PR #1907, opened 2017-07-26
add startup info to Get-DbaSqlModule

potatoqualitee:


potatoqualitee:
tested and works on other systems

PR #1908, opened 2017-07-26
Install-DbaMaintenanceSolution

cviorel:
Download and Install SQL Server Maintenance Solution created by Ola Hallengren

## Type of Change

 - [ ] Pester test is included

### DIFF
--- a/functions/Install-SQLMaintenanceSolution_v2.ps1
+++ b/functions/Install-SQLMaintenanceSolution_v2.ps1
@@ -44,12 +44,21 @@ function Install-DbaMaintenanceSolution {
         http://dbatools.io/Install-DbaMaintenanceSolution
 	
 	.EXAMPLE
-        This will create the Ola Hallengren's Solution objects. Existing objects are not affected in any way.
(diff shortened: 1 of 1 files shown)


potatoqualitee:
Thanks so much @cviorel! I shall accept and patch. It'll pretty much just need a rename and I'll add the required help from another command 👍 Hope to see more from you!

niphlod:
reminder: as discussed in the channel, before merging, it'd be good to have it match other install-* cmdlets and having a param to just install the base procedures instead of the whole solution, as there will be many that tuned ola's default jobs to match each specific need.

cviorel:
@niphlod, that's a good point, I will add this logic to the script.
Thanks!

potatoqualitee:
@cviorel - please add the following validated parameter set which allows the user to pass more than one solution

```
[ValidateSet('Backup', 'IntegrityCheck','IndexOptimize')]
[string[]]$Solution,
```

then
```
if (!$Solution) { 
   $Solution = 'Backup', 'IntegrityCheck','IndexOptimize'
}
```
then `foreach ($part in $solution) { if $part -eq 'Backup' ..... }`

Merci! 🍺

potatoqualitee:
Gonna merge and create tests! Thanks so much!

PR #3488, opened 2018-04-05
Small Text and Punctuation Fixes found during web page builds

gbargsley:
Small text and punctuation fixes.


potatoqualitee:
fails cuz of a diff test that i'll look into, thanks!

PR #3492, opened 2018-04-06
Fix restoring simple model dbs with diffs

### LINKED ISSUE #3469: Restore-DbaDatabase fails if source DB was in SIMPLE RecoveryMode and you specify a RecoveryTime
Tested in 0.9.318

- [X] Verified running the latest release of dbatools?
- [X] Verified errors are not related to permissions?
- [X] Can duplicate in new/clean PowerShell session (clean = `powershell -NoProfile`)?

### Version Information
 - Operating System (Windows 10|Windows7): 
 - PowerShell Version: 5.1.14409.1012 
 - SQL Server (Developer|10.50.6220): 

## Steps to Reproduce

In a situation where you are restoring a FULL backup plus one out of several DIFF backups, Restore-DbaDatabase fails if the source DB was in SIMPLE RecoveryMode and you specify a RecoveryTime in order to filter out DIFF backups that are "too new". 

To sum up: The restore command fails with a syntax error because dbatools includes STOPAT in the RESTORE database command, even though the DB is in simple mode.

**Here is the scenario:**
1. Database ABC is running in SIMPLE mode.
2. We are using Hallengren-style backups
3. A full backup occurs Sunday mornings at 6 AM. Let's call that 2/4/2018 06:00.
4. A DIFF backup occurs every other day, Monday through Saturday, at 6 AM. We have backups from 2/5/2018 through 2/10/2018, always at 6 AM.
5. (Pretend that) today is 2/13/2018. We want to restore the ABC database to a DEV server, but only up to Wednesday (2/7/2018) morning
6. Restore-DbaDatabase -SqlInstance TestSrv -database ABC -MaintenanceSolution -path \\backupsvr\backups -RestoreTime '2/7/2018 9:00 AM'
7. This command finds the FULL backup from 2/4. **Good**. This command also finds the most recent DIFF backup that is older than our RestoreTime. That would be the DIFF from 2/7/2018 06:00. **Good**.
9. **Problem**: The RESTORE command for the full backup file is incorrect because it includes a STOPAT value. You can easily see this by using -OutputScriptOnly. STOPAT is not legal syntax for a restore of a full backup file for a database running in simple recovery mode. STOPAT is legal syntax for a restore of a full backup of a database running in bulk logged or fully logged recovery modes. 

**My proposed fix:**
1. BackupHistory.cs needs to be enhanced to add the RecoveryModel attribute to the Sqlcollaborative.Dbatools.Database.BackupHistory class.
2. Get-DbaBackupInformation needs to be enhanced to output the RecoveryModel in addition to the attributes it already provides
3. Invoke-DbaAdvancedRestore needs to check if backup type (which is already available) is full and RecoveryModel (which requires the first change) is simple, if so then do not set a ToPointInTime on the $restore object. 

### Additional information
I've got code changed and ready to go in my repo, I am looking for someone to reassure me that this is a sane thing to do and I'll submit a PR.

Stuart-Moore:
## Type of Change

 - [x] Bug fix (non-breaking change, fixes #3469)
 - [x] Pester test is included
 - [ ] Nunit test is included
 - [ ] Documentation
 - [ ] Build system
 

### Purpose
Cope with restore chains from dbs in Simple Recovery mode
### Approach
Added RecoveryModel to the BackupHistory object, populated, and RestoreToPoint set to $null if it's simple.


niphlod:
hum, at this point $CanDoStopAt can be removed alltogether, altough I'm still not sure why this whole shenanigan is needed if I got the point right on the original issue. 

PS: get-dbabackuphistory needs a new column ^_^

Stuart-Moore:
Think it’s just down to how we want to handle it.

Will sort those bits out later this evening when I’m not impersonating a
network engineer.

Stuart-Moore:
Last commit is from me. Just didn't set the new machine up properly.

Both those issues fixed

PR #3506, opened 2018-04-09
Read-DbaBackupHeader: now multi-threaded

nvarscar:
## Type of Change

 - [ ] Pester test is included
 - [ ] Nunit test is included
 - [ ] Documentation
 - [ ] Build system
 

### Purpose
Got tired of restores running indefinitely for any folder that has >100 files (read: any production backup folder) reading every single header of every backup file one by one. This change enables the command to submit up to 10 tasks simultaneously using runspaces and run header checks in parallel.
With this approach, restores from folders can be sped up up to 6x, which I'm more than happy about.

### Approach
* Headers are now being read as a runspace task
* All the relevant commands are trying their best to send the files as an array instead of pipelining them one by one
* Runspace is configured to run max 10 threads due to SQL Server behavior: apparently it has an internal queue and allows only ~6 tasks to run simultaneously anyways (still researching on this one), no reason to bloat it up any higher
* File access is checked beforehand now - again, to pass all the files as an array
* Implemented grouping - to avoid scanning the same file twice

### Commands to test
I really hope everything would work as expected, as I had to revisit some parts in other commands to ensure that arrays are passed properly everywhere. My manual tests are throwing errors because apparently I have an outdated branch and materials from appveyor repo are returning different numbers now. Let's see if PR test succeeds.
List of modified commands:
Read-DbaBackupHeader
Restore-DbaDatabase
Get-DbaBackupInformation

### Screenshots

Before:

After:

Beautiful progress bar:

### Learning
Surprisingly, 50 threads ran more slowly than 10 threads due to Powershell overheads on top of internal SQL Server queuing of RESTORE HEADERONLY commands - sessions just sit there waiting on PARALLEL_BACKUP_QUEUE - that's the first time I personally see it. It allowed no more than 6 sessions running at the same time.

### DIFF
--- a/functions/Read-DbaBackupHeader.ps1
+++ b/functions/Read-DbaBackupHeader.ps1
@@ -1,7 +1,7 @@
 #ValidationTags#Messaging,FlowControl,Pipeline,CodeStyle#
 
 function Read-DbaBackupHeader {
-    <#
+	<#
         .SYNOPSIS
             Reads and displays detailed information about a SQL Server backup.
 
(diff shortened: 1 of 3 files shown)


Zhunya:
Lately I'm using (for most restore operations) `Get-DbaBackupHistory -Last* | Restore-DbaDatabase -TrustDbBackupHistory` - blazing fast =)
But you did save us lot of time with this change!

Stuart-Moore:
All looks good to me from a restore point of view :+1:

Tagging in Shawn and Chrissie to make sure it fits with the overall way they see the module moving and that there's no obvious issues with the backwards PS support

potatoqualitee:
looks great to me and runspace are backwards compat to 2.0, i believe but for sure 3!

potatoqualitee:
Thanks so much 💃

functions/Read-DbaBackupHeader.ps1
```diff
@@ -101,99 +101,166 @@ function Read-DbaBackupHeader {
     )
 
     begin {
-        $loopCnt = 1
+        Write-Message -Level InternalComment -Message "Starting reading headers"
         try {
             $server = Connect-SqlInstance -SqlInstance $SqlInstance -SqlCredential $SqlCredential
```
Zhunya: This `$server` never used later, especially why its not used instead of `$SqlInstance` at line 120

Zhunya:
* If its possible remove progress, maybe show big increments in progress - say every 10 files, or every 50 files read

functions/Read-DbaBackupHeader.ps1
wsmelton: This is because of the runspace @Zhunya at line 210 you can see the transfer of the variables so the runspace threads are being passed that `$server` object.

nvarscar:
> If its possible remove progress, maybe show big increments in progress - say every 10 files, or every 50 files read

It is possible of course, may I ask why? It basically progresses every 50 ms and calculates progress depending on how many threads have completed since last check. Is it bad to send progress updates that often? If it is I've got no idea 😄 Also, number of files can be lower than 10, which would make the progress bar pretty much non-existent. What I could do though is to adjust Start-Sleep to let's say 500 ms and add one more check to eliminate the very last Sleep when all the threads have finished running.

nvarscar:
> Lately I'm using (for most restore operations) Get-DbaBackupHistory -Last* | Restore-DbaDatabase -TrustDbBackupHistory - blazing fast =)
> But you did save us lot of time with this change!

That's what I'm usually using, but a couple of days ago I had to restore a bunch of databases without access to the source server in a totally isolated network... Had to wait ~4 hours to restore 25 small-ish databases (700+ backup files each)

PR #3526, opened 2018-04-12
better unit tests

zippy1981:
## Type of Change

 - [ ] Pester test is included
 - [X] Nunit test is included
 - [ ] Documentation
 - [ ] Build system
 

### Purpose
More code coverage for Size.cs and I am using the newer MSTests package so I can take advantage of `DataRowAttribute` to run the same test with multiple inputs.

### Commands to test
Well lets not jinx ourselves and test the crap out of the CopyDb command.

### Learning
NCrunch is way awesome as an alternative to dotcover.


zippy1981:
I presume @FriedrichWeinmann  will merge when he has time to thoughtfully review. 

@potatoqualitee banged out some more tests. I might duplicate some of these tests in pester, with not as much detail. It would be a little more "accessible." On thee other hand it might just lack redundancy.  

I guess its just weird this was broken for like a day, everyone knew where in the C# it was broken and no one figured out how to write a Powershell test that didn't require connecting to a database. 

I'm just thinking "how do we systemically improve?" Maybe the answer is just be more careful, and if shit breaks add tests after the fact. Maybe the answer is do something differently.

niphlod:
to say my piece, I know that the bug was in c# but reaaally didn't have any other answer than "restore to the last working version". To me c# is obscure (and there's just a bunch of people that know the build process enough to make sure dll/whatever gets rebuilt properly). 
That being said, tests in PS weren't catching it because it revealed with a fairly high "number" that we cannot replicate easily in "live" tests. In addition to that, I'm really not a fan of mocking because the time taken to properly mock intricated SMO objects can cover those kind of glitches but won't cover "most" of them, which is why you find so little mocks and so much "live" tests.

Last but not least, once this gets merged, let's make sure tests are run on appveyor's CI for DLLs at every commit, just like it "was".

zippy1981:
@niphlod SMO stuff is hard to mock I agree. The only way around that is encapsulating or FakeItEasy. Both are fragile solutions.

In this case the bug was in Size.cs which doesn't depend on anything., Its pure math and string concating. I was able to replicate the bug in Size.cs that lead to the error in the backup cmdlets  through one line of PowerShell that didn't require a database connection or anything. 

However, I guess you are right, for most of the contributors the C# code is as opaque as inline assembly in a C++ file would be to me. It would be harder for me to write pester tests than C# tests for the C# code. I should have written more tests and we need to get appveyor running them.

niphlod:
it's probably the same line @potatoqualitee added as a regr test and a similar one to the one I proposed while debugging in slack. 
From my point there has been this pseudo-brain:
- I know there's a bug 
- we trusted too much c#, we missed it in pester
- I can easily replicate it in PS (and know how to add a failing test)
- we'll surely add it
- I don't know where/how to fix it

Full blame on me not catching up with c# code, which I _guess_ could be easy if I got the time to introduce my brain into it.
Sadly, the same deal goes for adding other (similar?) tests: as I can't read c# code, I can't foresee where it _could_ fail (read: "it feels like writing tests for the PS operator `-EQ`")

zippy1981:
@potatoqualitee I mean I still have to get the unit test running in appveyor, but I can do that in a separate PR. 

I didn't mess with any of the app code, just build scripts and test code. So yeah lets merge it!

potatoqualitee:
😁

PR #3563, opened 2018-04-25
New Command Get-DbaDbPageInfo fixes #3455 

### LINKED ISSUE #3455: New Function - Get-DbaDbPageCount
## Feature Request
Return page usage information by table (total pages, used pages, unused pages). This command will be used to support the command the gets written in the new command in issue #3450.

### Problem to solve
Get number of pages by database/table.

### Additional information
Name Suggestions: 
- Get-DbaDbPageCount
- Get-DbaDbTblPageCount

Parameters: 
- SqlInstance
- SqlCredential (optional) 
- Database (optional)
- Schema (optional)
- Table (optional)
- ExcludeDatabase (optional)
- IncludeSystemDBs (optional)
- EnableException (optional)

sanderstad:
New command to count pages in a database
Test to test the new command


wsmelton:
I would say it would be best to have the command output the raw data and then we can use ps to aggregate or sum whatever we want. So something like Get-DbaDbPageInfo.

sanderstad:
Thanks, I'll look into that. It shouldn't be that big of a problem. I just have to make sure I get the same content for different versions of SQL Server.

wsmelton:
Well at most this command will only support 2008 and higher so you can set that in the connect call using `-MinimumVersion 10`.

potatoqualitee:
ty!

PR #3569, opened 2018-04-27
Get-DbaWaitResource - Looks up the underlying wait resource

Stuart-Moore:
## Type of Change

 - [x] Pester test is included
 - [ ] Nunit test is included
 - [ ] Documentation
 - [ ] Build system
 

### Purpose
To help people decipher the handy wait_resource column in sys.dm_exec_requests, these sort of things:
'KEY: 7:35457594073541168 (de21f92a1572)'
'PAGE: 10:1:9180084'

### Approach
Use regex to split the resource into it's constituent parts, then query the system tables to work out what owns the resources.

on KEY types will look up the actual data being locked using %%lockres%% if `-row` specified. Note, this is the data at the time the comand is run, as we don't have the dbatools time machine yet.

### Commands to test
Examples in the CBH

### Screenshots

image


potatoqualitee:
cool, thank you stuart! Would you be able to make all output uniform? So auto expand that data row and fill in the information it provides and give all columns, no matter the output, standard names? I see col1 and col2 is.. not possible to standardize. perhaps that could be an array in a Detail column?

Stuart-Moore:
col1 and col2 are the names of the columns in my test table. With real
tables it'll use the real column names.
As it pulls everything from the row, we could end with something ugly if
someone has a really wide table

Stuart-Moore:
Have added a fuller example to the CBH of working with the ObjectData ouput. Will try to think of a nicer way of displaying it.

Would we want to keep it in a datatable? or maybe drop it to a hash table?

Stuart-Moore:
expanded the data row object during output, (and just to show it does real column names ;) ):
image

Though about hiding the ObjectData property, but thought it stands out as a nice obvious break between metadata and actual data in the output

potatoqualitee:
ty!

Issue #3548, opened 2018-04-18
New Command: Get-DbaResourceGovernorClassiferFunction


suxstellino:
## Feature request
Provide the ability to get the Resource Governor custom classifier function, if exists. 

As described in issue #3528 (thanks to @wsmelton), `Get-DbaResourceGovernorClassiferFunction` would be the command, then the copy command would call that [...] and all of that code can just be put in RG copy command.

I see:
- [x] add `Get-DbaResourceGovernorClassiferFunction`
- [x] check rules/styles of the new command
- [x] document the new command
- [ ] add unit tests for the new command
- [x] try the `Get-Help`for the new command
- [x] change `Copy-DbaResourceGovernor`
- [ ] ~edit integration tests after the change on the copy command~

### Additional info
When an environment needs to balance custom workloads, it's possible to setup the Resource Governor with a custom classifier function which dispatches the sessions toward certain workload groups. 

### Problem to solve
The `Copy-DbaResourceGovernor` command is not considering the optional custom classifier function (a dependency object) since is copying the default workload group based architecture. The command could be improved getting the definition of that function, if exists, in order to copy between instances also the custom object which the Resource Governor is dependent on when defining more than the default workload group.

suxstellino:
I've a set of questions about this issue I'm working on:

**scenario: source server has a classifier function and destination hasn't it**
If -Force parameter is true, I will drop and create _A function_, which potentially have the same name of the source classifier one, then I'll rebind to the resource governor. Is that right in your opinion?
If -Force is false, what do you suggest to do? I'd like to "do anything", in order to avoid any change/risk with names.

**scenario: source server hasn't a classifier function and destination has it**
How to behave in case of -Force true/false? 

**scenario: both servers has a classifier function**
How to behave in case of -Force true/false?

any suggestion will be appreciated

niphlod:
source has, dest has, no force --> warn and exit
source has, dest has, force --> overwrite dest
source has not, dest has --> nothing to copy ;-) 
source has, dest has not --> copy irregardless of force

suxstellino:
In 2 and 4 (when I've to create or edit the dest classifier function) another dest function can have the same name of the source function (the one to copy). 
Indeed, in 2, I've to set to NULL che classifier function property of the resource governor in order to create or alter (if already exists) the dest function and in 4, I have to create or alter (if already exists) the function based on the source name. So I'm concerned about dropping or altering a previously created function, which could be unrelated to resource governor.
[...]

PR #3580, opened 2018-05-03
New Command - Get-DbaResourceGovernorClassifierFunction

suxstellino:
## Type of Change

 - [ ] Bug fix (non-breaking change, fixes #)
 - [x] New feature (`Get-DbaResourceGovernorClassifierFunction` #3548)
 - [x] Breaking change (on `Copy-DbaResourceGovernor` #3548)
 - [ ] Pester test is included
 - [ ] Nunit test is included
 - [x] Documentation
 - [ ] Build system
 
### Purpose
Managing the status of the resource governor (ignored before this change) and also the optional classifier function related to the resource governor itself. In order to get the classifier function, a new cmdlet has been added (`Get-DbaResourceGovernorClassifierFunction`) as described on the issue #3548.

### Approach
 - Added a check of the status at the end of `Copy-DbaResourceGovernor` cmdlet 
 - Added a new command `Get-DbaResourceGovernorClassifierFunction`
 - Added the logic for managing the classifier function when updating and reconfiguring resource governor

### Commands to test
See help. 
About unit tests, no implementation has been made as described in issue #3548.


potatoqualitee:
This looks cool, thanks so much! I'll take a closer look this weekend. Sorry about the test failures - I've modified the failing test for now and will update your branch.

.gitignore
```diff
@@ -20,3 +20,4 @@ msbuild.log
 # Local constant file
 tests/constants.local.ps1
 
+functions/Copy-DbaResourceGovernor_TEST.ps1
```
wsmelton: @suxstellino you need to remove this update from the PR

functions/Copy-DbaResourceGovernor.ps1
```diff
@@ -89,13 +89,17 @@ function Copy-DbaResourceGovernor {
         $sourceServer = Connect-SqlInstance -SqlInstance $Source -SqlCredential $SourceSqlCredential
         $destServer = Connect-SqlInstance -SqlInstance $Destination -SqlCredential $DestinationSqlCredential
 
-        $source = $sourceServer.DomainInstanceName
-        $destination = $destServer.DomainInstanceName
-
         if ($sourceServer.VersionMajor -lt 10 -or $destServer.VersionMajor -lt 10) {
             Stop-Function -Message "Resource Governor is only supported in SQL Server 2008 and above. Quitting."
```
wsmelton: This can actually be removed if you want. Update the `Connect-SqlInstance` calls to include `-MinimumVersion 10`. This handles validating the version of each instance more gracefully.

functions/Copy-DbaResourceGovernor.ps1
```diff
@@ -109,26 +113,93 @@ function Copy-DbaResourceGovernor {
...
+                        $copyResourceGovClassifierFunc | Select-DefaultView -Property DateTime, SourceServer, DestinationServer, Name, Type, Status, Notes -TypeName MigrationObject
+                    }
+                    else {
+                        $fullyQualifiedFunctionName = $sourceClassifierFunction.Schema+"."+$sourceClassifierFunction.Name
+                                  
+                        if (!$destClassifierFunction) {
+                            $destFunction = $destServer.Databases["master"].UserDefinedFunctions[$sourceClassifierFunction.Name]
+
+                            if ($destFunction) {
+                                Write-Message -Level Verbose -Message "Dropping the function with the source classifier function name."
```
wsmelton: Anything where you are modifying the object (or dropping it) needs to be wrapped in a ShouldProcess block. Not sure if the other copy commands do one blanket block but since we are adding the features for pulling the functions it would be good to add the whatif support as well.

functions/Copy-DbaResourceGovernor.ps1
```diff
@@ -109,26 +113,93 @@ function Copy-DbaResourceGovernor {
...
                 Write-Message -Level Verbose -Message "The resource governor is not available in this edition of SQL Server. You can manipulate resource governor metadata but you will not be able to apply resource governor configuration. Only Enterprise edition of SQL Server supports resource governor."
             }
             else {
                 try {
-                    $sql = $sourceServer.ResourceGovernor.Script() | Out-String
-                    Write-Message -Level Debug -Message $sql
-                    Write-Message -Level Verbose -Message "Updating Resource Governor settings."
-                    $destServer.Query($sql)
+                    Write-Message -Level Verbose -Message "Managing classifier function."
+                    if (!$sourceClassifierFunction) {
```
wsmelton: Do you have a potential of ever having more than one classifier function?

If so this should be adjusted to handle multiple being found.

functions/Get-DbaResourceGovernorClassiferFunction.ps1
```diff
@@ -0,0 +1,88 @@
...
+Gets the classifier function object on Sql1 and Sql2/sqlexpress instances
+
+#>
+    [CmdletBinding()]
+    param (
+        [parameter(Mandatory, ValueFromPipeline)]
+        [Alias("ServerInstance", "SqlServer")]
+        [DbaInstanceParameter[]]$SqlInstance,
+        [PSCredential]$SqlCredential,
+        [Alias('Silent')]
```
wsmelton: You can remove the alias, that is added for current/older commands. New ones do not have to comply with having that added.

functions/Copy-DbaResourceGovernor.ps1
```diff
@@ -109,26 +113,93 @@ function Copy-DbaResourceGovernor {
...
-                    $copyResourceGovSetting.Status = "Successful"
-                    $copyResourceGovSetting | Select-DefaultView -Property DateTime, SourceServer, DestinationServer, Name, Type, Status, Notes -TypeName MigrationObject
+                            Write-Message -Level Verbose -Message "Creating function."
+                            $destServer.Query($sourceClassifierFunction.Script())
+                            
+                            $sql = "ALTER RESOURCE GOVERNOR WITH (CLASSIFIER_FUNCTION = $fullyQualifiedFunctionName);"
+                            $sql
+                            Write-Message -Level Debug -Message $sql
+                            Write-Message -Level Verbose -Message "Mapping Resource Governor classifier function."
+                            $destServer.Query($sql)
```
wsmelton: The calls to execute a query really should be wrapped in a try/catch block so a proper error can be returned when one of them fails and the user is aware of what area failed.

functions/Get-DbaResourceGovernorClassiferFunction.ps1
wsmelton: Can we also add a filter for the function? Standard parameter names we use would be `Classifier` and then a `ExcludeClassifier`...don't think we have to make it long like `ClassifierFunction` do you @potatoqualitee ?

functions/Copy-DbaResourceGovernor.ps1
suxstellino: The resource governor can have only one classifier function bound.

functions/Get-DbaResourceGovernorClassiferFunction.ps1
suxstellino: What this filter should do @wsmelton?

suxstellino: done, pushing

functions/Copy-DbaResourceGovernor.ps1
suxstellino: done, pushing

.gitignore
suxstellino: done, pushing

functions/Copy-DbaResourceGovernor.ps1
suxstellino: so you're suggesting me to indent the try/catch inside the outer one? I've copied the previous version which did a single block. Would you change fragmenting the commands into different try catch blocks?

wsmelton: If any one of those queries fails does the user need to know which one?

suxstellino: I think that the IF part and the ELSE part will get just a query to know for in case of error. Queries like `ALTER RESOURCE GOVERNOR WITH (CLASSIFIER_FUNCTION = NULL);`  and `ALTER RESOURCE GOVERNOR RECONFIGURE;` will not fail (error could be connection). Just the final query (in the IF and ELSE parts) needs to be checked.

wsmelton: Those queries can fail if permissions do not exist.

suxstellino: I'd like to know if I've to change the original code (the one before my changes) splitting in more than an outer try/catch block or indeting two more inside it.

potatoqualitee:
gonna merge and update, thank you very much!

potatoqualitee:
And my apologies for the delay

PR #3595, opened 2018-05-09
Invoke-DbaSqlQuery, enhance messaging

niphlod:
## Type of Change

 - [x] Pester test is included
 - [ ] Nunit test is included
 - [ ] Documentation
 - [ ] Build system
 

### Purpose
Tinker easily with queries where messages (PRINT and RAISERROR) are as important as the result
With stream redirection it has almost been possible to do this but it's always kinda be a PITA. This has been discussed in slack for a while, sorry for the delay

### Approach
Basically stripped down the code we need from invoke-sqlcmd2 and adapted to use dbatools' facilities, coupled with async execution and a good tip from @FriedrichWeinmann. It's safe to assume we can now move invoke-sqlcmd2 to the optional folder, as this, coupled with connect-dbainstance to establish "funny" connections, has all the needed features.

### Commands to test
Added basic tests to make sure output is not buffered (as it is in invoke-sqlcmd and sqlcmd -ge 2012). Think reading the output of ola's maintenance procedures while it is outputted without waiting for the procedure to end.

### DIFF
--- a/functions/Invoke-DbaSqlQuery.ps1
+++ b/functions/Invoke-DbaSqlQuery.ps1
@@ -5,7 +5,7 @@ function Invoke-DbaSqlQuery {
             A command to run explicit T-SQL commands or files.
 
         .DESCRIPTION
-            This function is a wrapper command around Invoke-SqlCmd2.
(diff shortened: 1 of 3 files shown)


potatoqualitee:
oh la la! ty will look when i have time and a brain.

WORK TASK
Wherever the word "pretty" occurs in the data, copy that whole line.

ANSWER FOR THIS EXERCISE
Thanks so much @cviorel! I shall accept and patch. It'll pretty much just need a rename and I'll add the required help from another command 👍 Hope to see more from you!
It is possible of course, may I ask why? It basically progresses every 50 ms and calculates progress depending on how many threads have completed since last check. Is it bad to send progress updates that often? If it is I've got no idea 😄 Also, number of files can be lower than 10, which would make the progress bar pretty much non-existent. What I could do though is to adjust Start-Sleep to let's say 500 ms and add one more check to eliminate the very last Sleep when all the threads have finished running.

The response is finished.